4. The tensor cannot compute partial derivatives in the scope

with torch.no_grad(): the entire scope within the

a = (2, 2, requires_grad=True)
print((a ** 2).requires_grad)
with torch.no_grad():
    print((a ** 2).requires_grad)

Gradient clearing

In PyTorch, if we utilize the(methodSolves for the gradient of the tensor, and in the case of multiple runs of the function, the function accumulates the computed gradients.

So calculate the partial derivatives of the tensor in the function, and clear the calculation of the gradient after each calculation and modification of the parameters.

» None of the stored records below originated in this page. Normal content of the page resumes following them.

PR #3686, opened 2020-09-01
FIR: hide local types if needed

jsjeon:
The motivation was bb test `coroutines.kt21605` where the only difference between IR text listings from `fir2ir` v.s. `psi2ir` is the type of a certain function that just returns an anonymous object which acts like a single, one-time interface implementer:

```
inline fun crossInlineBuilder(crossinline block: (String) -> Unit) = object : Consumer {
    override fun consume(s: String) {
        block(s)
    }
}
```
This function's return type is `Consumer` from `psi2ir` v.s. `<no name provided>` (that anonymous object) from `fir2ir`. Since a similar pattern could appear in property, e.g.,
```
val prop
    get() = object : Consumer { ... }
```
conversion is not the right place (actually, too late). Hence, unwrapping the anonymous object's super type during declaration resolution.


compiler/fir/resolve/src/org/jetbrains/kotlin/fir/resolve/transformers/body/resolve/FirDeclarationsResolveTransformer.kt
```diff
@@ -509,6 +511,44 @@ open class FirDeclarationsResolveTransformer(transformer: FirBodyResolveTransfor
...
+        val anonymousObject =
+            ((((this as? FirResolvedTypeRef)
+                ?.type as? ConeClassLikeType)
+                ?.lookupTag as? ConeClassLookupTagWithFixedSymbol)
+                ?.symbol as? FirAnonymousObjectSymbol)?.fir
+                ?: return this
+        // TODO: replace this ad-hoc condition with a better handling
+        //   Conflict: diagnostic test properties.inferenceFromGetters.objectExpression
+        //     has a property whose getter returns an anonymous object with own members, which are later invoked.
+        //     If we unwrap the type here, those member accesses become unresolved calls.
```
jsjeon, line 534: Discussed with other folks (@madsager @pyos), probably the current result---resolving a member in an anonymous object---is not a desired behavior, setting the right return type here, which results in unresolved calls there, would be correct?

jsjeon: I just learned when to _not_ expose anonymous object types. Now that remaining bb test is working; also, some `invisible` members are correctly hidden/unresolved.

jsjeon: Btw, special thanks to @pyos !

compiler/fir/resolve/src/org/jetbrains/kotlin/fir/resolve/transformers/body/resolve/FirDeclarationsResolveTransformer.kt
```diff
@@ -509,6 +515,42 @@ open class FirDeclarationsResolveTransformer(transformer: FirBodyResolveTransfor
...
+        if (visibility == Visibilities.Public ||
+            visibility == Visibilities.Protected ||
+            visibility == Visibilities.Internal ||
+            (visibility == Visibilities.Private && function?.isInline == true)
+        ) {
+            val anonymousObjectSupertype =
+                ((((this as? FirResolvedTypeRef)
+                    ?.type as? ConeClassLikeType)
+                    ?.lookupTag as? ConeClassLookupTagWithFixedSymbol)
+                    ?.symbol as? FirAnonymousObjectSymbol)?.fir
```
mglukhikh, line 544: Generally I would say that situation with local class should be similar, so (probably) we should hide type with local visibility if outer callable is public / protected / internal / private inline.

compiler/fir/resolve/src/org/jetbrains/kotlin/fir/resolve/transformers/body/resolve/FirDeclarationsResolveTransformer.kt
```diff
@@ -496,8 +498,12 @@ open class FirDeclarationsResolveTransformer(transformer: FirBodyResolveTransfor
 
         val body = result.body
         if (result.returnTypeRef is FirImplicitTypeRef) {
+            val simpleFunction = function as? FirSimpleFunction
```
mglukhikh, line 501: Should we do the similar for property with initializer?

compiler/fir/resolve/src/org/jetbrains/kotlin/fir/resolve/transformers/body/resolve/FirDeclarationsResolveTransformer.kt
jsjeon: Extended to general local types, thanks!

compiler/fir/resolve/src/org/jetbrains/kotlin/fir/resolve/transformers/body/resolve/FirDeclarationsResolveTransformer.kt
jsjeon: Oops, the place I added covered functions _and_ accessors, so I thought that would be enough. Didn't think about that, added. Thanks!

compiler/fir/resolve/src/org/jetbrains/kotlin/fir/resolve/transformers/body/resolve/FirDeclarationsResolveTransformer.kt
pyos: Returning a local non-anonymous type from a public function is actually just an error (EXPOSED_FUNCTION_RETURN_TYPE). Anonymous types with multiple supertypes should result in the same, by the way, and it's weird that FirExposedVisibilityDeclarationChecker isn't currently throwing an error on any public function with anonymous object return type.

compiler/fir/resolve/src/org/jetbrains/kotlin/fir/resolve/transformers/body/resolve/FirDeclarationsResolveTransformer.kt
```diff
@@ -510,6 +517,47 @@ open class FirDeclarationsResolveTransformer(transformer: FirBodyResolveTransfor
...
+        isInlineFunction: Boolean = false
+    ): FirTypeRef {
+        if (containingCallableVisibility == null) {
+            return this
+        }
+        // Approximate types for non-private (all but package private or private) members.
+        // Also private inline functions, as per KT-33917.
+        if (containingCallableVisibility == Visibilities.Public ||
+            containingCallableVisibility == Visibilities.Protected ||
+            containingCallableVisibility == Visibilities.Internal ||
```
punzki, line 542: Somehow an `internal` _property_'s local type is not hidden. See unambiguousObjectExpressionType.fir.kt#L30 and #L140. (This is unresolved in old frontend.)

jsjeon: Good catch! It turned out that I missed some other places where property's return type is updated. Correctly unresolved now. Thanks!

compiler/fir/resolve/src/org/jetbrains/kotlin/fir/resolve/transformers/body/resolve/FirDeclarationsResolveTransformer.kt
jsjeon: Good to know there is a designated checker for that, and it looks like there are more detailed cases there. I'm not sure either why it isn't currently throwing any errors. Are those checkers invoked/involved in `fir` pipeline?

Regarding multiple supertypes, changed to return an error type instead.

mglukhikh (approved):

mglukhikh:
Merged manually 👍

PR #3687, opened 2020-09-02
Add Map<K, V?>.filterValuesNotNull()

kageru:
Since `myMap.filterValues { it != null }` does not change the type to `Map<K, V>`, users either have to do an unchecked cast or implement this functionality themselves.

### DIFF
--- a/libraries/stdlib/src/kotlin/collections/Maps.kt
+++ b/libraries/stdlib/src/kotlin/collections/Maps.kt
@@ -483,6 +483,15 @@ public inline fun <K, V> Map<out K, V>.filterValues(predicate: (V) -> Boolean): 
     return result
 }
 
+/**
+ * Returns a map containing all key-value pairs with nonnull values.
+ *
+ * The returned map preserves the entry iteration order of the original map.
+ * @sample samples.collections.Maps.Filtering.filterValuesNotNull
+ */
+@Suppress("UNCHECKED_CAST")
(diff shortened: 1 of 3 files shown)


libraries/stdlib/src/kotlin/collections/Maps.kt
```diff
@@ -483,6 +483,21 @@ public inline fun <K, V> Map<out K, V>.filterValues(predicate: (V) -> Boolean):
     return result
 }
 
+/**
+ * Returns a map containing all key-value pairs with nonnull values.
+ *
+ * The returned map preserves the entry iteration order of the original map.
+ * @sample samples.collections.Maps.Filtering.filterValuesNotNull
+ */
+public fun <K, V> Map<out K, V?>.filterValuesNotNull(): Map<K, V> {
```
pa-valentino, line 492: If I am not mistaken, you could use the existing function `filterTo` to shorten the code a bit.
It could look like this then
```kotlin
fun <K, V> Map<out K, V>.filterValuesNotNull(): Map<K, V> = this.filterTo(LinkedHashMap<K, V>()) { (_, value) -> value != null }
```

kageru: That’s true. I also thought about just returning
```kotlin
this.filterValues { it != null } as Map<K, V>
```
because I’m pretty sure that’s a safe cast.
If either of those would be preferred, I’ll update the PR accordingly.

kageru:
Updated the implementation following @pa-valentino’s suggestion.

PR #3688, opened 2020-09-02
doc: update collection example

bodin:
Update example for default buildList to not use capacity

KT-41136


qurbonzoda:
Thank you!

PR #3690, opened 2020-09-03
[JS_IR] Enable RangeContainsLowering optimizations

punzki:
Also unmuted some tests in `box/ranges/contains` by changing `assert()` calls (not available in JS) to `assertTrue()`. It seems to be the only reason they were muted in the first place.


romanart:
Thank you a lot :) 
LGTM
Will run CI and merge

romanart (approved):

PR #191, opened 2023-06-13
Fix the nginx config proxy_pass pattern

Pingmin:
Notes:

When use the ` http://127.3.2.1:4242$request_uri ` in the nginx config file `sogs-proxy`, it will redirect to a ERROR page ` http://127.3.2.1:4242/r/room_token ` by clicking the room link on the SOGS index and rooms web page.

When use the ` http://127.3.2.1:4242/ ` instead, it will redirect to ` http://example.com/r/room_token/ ` or ` http://<public_ip>/r/room_token `, and this works well for the SOGS index web accessing.

I just found, fixed and tested this recently!

### DIFF
--- a/debian/sogs-proxy.nginx.conf
+++ b/debian/sogs-proxy.nginx.conf
@@ -9,7 +9,7 @@ server {
     }
     location / {
         proxy_set_header X-Real-IP $remote_addr;
-        proxy_pass http://127.3.2.1:4242$request_uri;
+        proxy_pass http://127.3.2.1:4242/;
     }
 
     listen 80;


jagerman:
> I just found, fixed and tested this issue recently!

This looks good to me.  Have you confirmed that this works for the whole sogs (i.e. not just the index web pages)?

Pingmin:
What does the "whole sogs" mean? 

I just tested both the top index page and the sub room's pages, and used the latest Session Desktop on Ubuntu 22.04 to send messages.

jagerman:
> and used the latest Session Desktop on Ubuntu 22.04 to send messages.

Yeah, this is what I meant (i.e. Session clients, not just the web UI).

jagerman:
Added (outside github) in 6d9362b

jagerman:
Thanks for the fix; I've upload 0.3.7-2 with this applied to our repos.

PR #436, opened 2024-03-15
Use local did for read-only agent

esune:
Add the `--wallet-local-did` startup parameter to prevent the read-only agent from attempting to write their DID to the ledger.
I am unsure on how this issue was triggered, however looking at the ACA-Py documentation I think this is the correct fix - see https://github.com/hyperledger/aries-cloudagent-python/issues/2828

The chart version has been updated in preparation for the next release as well.


loneil (approved):
Ran locally with this change in docker and it works now.
Helm changes look correct 👍

Issue #432, opened 2024-03-05
Switch to using embedded Vue app for QR Code page


esune:
The QR code page is fairly simple, and was therefore developed with plain JS. This is however causing challenges with the handling of websockets, among other things, as they are being interrupted when the phone switches to BC wallet from the browser (deep-linking scenario).

using an embedded Vue app will allow us to improve handling of these events without relying on custom code, as well as allow for future enhancements/improvements.

c.c.: @loneil @Gavinok

esune:
Example: old VC-AuthN authorize page https://github.com/bcgov/vc-authn-oidc/blob/v1.0.0/oidc-controller/src/VCAuthn/Views/Authorize/Authorize.cshtml

esune:
One thing to check-out while restructuring the app using Vue: when BC Wallet scans the QR Code, in some scenarios (i.e.: using OOB) the QR code scans, but BC Wallet says it is invalid and doesn't move forward. At that point, it's a dead-end in VC-AuthN since there is no way to refresh the page (other than refreshing through the browser) and the proof-request will not timeout as the QR code was scanned. We may want to add a control to start over the process in these scenarios, like the refresh control that appears when the proof has expired.

loneil:
Yeah good call, some sort of "Taking too long? Try again" status display on a (longer) timer or something.

esune:
> Yeah good call, some sort of "Taking too long? Try again" status display on a (longer) timer or something.

Yes, that would take care of that scenario AND potentially others with similar interaction patterns

Gavinok:
Sounds good I'll add that now. Thanks for the ideas!

PR #441, opened 2024-03-19
Migrate to bootstrap

### LINKED ISSUE #431: Transition to Bootstrap for UI positioning
The current UI has a significant amount of CSS for handlign the layout of elements. Transitioning to using Bootstrap Grid will simplify the CSS as well as make the project more maintainable.

c.c.: @loneil @Gavinok

Gavinok:
This pr resolves #431

All that remains when it comes to CSS are classes or IDs accessed via javascript (should be resolved with #432) or custom overrides for bootstrap it's self. 

Updated look for desktop:

Updated look for mobile:

### DIFF
--- a/oidc-controller/api/templates/verified_credentials.html
+++ b/oidc-controller/api/templates/verified_credentials.html
@@ -139,19 +139,19 @@
         height: 2rem;
         opacity: 0.7;
       }
-      .expired {
+      .header-desc.expired {
         background-color: #f0f0f0;
       }
-      .failed {
+      .header-desc.failed {
         background-color: #f2dede;
       }
-      .pending {
+      .header-desc.pending {
         background-color: #cbe8ff;
       }
-      .success {
+      .header-desc.success {
         background-color: #dff0d8;
       }
-      .abandoned {
+      .header-desc.abandoned {
         background-color: #f2dede;
       }
       .disabled {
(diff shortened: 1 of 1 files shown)


Gavinok:
I will setup a meeting to discuss any changes to be made

loneil:
One note from Kim, can we move the refresh icon to the left here
image

like it was originally
image
(but keeping the new opaqueness, that's a good improvement for readability)

"To the left please. That makes it seem more like a button and less like a status"

loneil:
Also get a big blue outline in the pending state

image

loneil:
Just a couple tweaks I noticed above that are worth focusing on but in general looking good.

I think there's some more grid changes and alignment tweaks for the "header-desc" info boxes we should do, however not worth looking at right now as they are working close enough as intended and we should go through a UX review to see if those will dramatically change anyways.

So (after tweaks above) worth merging and deploying to dev (to check on other devices) and then having UX review with Kim before going too much further

Gavinok:
> Just a couple tweaks I noticed above that are worth focusing on but in general looking good.
> 
> I think there's some more grid changes and alignment tweaks for the "header-desc" info boxes we should do, however not worth looking at right now as they are working close enough as intended and we should go through a UX review to see if those will dramatically change anyways.
> 
> So (after tweaks above) worth merging and deploying to dev (to check on other devices) and then having UX review with Kim before going too much further

Just pushed these changes. Thanks for the feedback and testing. Should be good to go now.

loneil (approved):
Looks good for this milestone.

Does not clear the gradient calculation:

x = (4, requires_grad=True)
y = (2*x + 1).sum()
z = (2*x).sum()
()
print("First deflection:",)
()
print("Second deflection:",)

cumulative

Use the tensor.grad.zero_() method to clear the calculation of the gradient:

x = (4, requires_grad=True)
y = (2*x + 1).sum()
z = (2*x).sum()
()
.zero_()
print("First deflection:",)
()
print("Second deflection:",)

summarize

The above is a personal experience, I hope it can give you a reference, and I hope you can support me more.